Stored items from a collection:
++++++++++

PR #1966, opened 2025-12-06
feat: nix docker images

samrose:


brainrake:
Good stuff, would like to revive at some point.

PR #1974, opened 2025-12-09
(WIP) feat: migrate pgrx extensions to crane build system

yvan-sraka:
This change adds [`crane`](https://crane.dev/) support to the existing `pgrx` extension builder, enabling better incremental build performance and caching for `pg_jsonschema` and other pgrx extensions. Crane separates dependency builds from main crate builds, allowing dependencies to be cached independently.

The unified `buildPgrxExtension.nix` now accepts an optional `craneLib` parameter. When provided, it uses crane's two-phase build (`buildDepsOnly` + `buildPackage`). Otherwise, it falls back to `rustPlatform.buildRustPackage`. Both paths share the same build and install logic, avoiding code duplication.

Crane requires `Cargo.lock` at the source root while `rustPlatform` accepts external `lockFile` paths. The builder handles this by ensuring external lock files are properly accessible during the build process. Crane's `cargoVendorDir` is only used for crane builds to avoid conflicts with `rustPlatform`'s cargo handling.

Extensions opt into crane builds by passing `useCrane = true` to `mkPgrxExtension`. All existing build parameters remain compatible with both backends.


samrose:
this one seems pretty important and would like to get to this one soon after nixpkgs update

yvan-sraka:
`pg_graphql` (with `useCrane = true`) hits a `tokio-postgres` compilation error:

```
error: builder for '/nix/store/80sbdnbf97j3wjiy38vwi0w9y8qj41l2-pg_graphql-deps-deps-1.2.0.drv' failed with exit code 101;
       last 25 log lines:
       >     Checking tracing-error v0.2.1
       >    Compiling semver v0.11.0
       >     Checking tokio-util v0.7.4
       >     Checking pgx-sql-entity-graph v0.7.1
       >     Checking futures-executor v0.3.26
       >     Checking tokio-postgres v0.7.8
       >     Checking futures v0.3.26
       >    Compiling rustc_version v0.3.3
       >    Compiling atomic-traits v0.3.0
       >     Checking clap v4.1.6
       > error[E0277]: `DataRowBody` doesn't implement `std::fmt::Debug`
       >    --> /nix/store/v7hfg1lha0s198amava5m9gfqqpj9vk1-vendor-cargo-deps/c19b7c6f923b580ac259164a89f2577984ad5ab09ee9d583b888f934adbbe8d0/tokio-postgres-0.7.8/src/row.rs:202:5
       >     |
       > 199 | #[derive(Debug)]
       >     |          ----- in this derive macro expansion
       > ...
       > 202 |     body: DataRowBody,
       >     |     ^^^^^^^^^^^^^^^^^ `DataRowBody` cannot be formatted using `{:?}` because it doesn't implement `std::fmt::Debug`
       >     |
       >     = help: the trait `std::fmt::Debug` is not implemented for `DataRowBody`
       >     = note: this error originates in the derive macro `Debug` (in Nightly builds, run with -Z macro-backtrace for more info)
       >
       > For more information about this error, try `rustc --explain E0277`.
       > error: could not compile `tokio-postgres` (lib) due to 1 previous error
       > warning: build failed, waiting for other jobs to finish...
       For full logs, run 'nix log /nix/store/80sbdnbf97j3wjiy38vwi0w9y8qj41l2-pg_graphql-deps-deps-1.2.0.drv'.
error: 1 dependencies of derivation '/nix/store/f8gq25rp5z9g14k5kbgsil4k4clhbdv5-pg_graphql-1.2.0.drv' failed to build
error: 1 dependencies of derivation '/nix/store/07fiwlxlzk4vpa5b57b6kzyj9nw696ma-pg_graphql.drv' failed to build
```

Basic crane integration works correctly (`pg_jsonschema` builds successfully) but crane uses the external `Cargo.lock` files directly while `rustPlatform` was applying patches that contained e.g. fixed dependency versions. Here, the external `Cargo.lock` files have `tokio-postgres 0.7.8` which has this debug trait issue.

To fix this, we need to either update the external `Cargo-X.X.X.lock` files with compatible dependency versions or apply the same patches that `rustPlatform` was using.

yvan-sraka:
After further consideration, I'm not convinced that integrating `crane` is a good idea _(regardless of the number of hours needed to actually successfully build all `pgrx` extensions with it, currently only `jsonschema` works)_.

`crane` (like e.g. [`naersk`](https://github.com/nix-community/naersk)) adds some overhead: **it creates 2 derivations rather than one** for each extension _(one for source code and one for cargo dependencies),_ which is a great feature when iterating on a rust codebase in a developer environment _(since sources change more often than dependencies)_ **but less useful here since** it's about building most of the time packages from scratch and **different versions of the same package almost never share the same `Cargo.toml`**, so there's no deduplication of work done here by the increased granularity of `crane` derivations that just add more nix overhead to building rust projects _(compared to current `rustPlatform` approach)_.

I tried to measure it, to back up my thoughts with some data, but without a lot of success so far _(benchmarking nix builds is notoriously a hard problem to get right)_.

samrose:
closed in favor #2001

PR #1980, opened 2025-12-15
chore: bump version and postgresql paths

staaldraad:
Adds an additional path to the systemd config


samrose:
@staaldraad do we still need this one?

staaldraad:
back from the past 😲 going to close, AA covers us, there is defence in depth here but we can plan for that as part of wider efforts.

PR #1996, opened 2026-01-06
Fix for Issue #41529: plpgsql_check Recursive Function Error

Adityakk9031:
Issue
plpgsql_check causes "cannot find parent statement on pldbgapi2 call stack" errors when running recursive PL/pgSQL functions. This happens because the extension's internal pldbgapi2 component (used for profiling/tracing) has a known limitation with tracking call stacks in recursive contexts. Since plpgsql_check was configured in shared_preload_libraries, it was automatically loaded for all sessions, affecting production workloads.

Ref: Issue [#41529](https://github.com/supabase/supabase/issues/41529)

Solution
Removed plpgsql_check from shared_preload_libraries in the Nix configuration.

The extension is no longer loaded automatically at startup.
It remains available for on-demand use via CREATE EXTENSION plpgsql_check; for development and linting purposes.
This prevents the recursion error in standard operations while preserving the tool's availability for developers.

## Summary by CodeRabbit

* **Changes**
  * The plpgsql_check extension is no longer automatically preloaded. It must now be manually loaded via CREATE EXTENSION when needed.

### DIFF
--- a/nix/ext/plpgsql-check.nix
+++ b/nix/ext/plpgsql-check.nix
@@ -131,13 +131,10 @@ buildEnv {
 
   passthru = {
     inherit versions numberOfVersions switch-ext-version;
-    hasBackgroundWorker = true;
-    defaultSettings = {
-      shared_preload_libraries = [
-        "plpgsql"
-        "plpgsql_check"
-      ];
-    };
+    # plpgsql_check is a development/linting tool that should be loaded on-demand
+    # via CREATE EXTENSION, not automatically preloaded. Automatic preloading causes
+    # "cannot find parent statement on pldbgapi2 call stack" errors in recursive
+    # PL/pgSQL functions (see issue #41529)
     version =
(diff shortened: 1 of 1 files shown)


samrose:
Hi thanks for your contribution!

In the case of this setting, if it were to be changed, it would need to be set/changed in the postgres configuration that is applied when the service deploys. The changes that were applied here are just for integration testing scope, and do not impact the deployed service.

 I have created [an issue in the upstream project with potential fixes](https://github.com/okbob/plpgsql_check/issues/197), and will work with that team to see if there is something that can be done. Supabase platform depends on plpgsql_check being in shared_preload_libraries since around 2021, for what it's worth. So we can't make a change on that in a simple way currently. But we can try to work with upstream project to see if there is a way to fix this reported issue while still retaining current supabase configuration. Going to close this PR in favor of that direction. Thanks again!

++++++++++

Reproduce exactly every line that sits between the start of the entries and the line bearing "This change adds", counting both of those lines.

PR #1966, opened 2025-12-06
feat: nix docker images

samrose:


brainrake:
Good stuff, would like to revive at some point.

PR #1974, opened 2025-12-09
(WIP) feat: migrate pgrx extensions to crane build system

yvan-sraka:
This change adds [`crane`](https://crane.dev/) support to the existing `pgrx` extension builder, enabling better incremental build performance and caching for `pg_jsonschema` and other pgrx extensions. Crane separates dependency builds from main crate builds, allowing dependencies to be cached independently.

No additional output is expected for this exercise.